Source code in datachecker/checks_loaders_and_exporters/checks.py
convert_schema(schema, custom_checks=None)
Convert the loaded schema to a pandera DataFrameSchema. Uses simple defined functions to map schema keys to pandera checks. To add further checks, define schema key function above and add to the loop within this function.
Parameters
schema : dict The schema to convert.
Returns
pa.DataFrameSchema The converted pandera DataFrameSchema.
Source code in datachecker/checks_loaders_and_exporters/checks.py
convert_schema_into_log_entries(converted_schema)
converts pandera schema into log entries dataframe for all checks defined in schema Used to create a complete log of all checks, including those that pass.
Parameters
converted_schema : pa.DataFrameSchema The pandera DataFrameSchema to convert.
Returns
pd.DataFrame | None A dataframe of log entries or None if no checks are defined.
Source code in datachecker/checks_loaders_and_exporters/checks.py
forbidden_strings(value)
Create a pandera check for forbidden strings.
Parameters
value : list | str The list of forbidden strings.
Returns
pa.Check A pandera check for the forbidden strings.
Raises
TypeError If the value is a string. Regex is not supported for forbidden_strings or general TypeError if value is not a list or string.

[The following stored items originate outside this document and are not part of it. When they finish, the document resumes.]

PR #80, opened 2025-02-13
MGMT-19876: Detect upgrade

CrystalChun:
Adds the status field `distributionVersion` which is set to the OCP version in the workload cluster's cluster version when the workload cluster is installed. 

Determines if an upgrade is requested by comparing the `distributionVersion` spec field to the `distributionVersion` status field.

Supersedes https://github.com/openshift-assisted/cluster-api-agent/pull/78

### DIFF
--- a/controlplane/internal/controller/openshiftassistedcontrolplane_controller.go
+++ b/controlplane/internal/controller/openshiftassistedcontrolplane_controller.go
@@ -182,6 +182,10 @@ func (r *OpenshiftAssistedControlPlaneReconciler) Reconcile(ctx context.Context,
 	k8sVersion, err := r.OpenShiftVersion.GetK8sVersionFromReleaseImage(ctx, releaseImage, oacp)
 	markKubernetesVersionCondition(oacp, err)
 	oacp.Status.Version = k8sVersion
+
+	if isUpgradeRequested(ctx, oacp) {
+		//TODO: Handle upgrade request
+	}
 	return ctrl.Result{}, r.reconcileReplicas(ctx, oacp, cluster)
 }
 
@@ -198,6 +202,32 @@ func markKubernetesVersionCondition(oacp *controlplanev1alpha2.OpenshiftAssisted
 	} else {
 		conditions.MarkTrue(oacp, controlplanev1alpha2.KubernetesVersionAvailableCondition)
 	}
+}
+
+func isUpgradeRequested(ctx context.Context, oacp *controlplanev1alpha2.OpenshiftAssistedControlPlane) bool {
+	log := ctrl.LoggerFrom(ctx)
+	oacpDistVersion, err := semver.NewVersion(oacp.Spec.DistributionVersion)
+	if err != nil {
+		log.Error(err, "failed to detect OpenShift version from ACP spec", "version", oacp.Spec.DistributionVersion)
+		return false
+	}
+
+	upgrade := false
+	if oacp.Status.DistributionVersion == "" {
+		return false
+	}
+	currentOACPDistVersion, err := semver.NewVersion(oacp.Status.DistributionVersion)
+	if err != nil {
+		log.Error(err, "failed to detect OpenShift version from ACP status", "version", oacp.Spec.DistributionVersion)
+		return false
+	}
+
+	if oacpDistVersion.Compare(*currentOACPDistVersion) > 0 {
+		log.Info("Upgrade detected, new requested version is greater than current version",
+			"new requested version", oacpDistVersion.String(), "current version", currentOACPDistVersion.String())
+		upgrade = true
+	}
+	return upgrade
 }
 
 // Ensures dependencies are deleted before allowing the OpenshiftAssistedControlPlane to be deleted
--- a/controlplane/internal/controller/openshiftassistedcontrolplane_controller.go
+++ b/controlplane/internal/controller/openshiftassistedcontrolplane_controller.go
@@ -186,11 +186,11 @@ func (r *OpenshiftAssistedControlPlaneReconciler) Reconcile(ctx context.Context,
 	k8sVersion, err := r.OpenShiftVersion.GetK8sVersionFromReleaseImage(ctx, releaseImage, oacp)
 	markKubernetesVersionCondition(oacp, err)
 	oacp.Status.Version = k8sVersion
-	if oacp.Status.DistributionVersion, err = r.getWorkloadClusterVersion(ctx, oacp); err != nil {
+	if oacp.Status.DistributionVersion, err = GetWorkloadClusterVersion(ctx, r.Client, r.WorkloadClusterClientGenerator, oacp); err != nil {
 		log.Error(err, "failed to set the openshift version in the control plane status")
 	}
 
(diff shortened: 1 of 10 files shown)


controlplane/internal/controller/openshiftassistedcontrolplane_controller.go
```diff
@@ -182,6 +186,12 @@ func (r *OpenshiftAssistedControlPlaneReconciler) Reconcile(ctx context.Context,
 	k8sVersion, err := r.OpenShiftVersion.GetK8sVersionFromReleaseImage(ctx, releaseImage, oacp)
 	markKubernetesVersionCondition(oacp, err)
 	oacp.Status.Version = k8sVersion
+	if err := r.setOpenshiftVersionInStatus(ctx, oacp); err != nil {
```
rccrdpccl, line 189: I think `setOpenshiftVersionInStatus` doesn't clearly say where this version is coming from. What about:
```
oacp.Status.DistributionVersion, err = r.getWorkloadClusterVersion(...)
```

Wouldn't this be clearer?

controlplane/internal/controller/openshiftassistedcontrolplane_controller.go
```diff
@@ -492,3 +528,69 @@ func (r *OpenshiftAssistedControlPlaneReconciler) ensurePullSecret(
...
+
+func (r *OpenshiftAssistedControlPlaneReconciler) getKubeconfigSecret(ctx context.Context, oacp *controlplanev1alpha2.OpenshiftAssistedControlPlane) *corev1.Secret {
+	// Retrieve clusterdeployment
+	cd := &hivev1.ClusterDeployment{}
+	if err := r.Client.Get(ctx, types.NamespacedName{Namespace: oacp.Status.ClusterDeploymentRef.Namespace, Name: oacp.Status.ClusterDeploymentRef.Name}, cd); err != nil {
+		return nil
+	}
+	if cd.Spec.ClusterInstallRef == nil {
+		return nil
+	}
```
rccrdpccl, line 583: We already handle this: https://github.com/openshift-assisted/cluster-api-agent/blob/master/controlplane/internal/controller/agentclusterinstall_controller.go#L138-L150

I think we can extract common code, and we would already know what is the expected path for the kubeconfig (the one we copy from ACI's). It will save us 2 GET and simplify the code

controlplane/internal/controller/openshiftassistedcontrolplane_controller.go
CrystalChun: Yeah good idea!

controlplane/internal/controller/openshiftassistedcontrolplane_controller.go
CrystalChun: Great idea! Extracted it out to a util function. What do you think?

CrystalChun:
> This looks great 😍 could you please add some tests for it? 🙏

Thanks!! Added a couple for the main functionality this PR adds, but can definitely add more in a later PR?

controlplane/internal/controller/openshiftassistedcontrolplane_controller_test.go
```diff
@@ -273,6 +274,123 @@ var _ = Describe("OpenshiftAssistedControlPlane Controller", func() {
...
+				conditions.MarkFalse(
+					openshiftAssistedControlPlane,
+					controlplanev1alpha2.KubeconfigAvailableCondition,
+					controlplanev1alpha2.KubeconfigUnavailableFailedReason,
+					clusterv1.ConditionSeverityInfo,
+					"error retrieving Kubeconfig %v", fmt.Errorf("secret does not exist"),
+				)
+
+				By("confirming an error is returned when calling getWorkloadClusterVersion")
+				_, err := controllerReconciler.getWorkloadClusterVersion(ctx, openshiftAssistedControlPlane)
```
rccrdpccl, line 336: Ideally we should not test private methods. However, this doesn't necessarily belong to the controller package, so we could extract it into its own and leave the test virtually unchanged.

controlplane/internal/controller/openshiftassistedcontrolplane_controller_test.go
```diff
@@ -273,6 +274,123 @@ var _ = Describe("OpenshiftAssistedControlPlane Controller", func() {
...
+				openshiftAssistedControlPlane := getOpenshiftAssistedControlPlane()
+				openshiftAssistedControlPlane.Status.DistributionVersion = "4.18.0"
+				Expect(isUpgradeRequested(context.Background(), openshiftAssistedControlPlane)).To(BeFalse())
+			})
+		})
+		When("openshiftassistedcontrolplane's requested upgrade is greater than the current workload cluster's version", func() {
+			It("returns true", func() {
+				openshiftAssistedControlPlane := getOpenshiftAssistedControlPlane()
+				openshiftAssistedControlPlane.Status.DistributionVersion = "4.11.0"
+				Expect(isUpgradeRequested(context.Background(), openshiftAssistedControlPlane)).To(BeTrue())
```
rccrdpccl, line 388: Same here: we are testing private methods.

How would the upgrade look like? If there is an updater or something, we could mock and assert it has been called. In case this approach won't work, we can leave the test for now and substitute it when we'll integrate the actual logic of upgrades (and make some assertion on it). WDYT?

controlplane/internal/controller/openshiftassistedcontrolplane_controller_test.go
CrystalChun: Extracted it! How does it look?

controlplane/internal/controller/openshiftassistedcontrolplane_controller.go
```diff
@@ -200,6 +212,32 @@ func markKubernetesVersionCondition(oacp *controlplanev1alpha2.OpenshiftAssisted
 	}
 }
 
+func IsUpgradeRequested(ctx context.Context, oacp *controlplanev1alpha2.OpenshiftAssistedControlPlane) bool {
```
rccrdpccl, line 215: Since we've made it public, I think we should create a package (or find a suitable one) for this and keep the controller package slimmer -same goes for GetWorkloadClusterVersion. WDYT?

CrystalChun: Good idea! Moved it out!

controlplane/internal/upgrade/upgrade.go
```diff
@@ -0,0 +1,105 @@
...
+		return "", err
+	}
+
+	var clusterVersion configv1.ClusterVersion
+	if err := workloadClient.Get(ctx, types.NamespacedName{Name: "version"}, &clusterVersion); err != nil {
+		err = errors.Join(err, fmt.Errorf(("failed to get ClusterVersion from workload cluster")))
+		return "", err
+	}
+
+	return clusterVersion.Status.Desired.Version, nil
```
rccrdpccl, line 63: This is probably `.status.history[?(@.state=="Completed")].version` https://github.com/openshift/api/blob/744790f2cff777b1bb29bdccce10e4e84cff0a69/config/v1/types_cluster_version.go#L22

Source code in datachecker/checks_loaders_and_exporters/checks.py
max_date(value)
Create a pandera check for maximum date.
Parameters
value : str The maximum date or datetime in 'YYYY-MM-DD HH:MM' or equivalent format. YYYYMMDDHHMM is also accepted but recommend separating with - or / for clarity. Date format with no timestamp is also accepted.
Returns
pa.Check A pandera check for the maximum date.
Source code in datachecker/checks_loaders_and_exporters/checks.py
max_decimal(value)
Create a pandera check for maximum decimal places.
Parameters
value : int The maximum number of decimal places.
Returns
pa.Check A pandera check for the maximum decimal places.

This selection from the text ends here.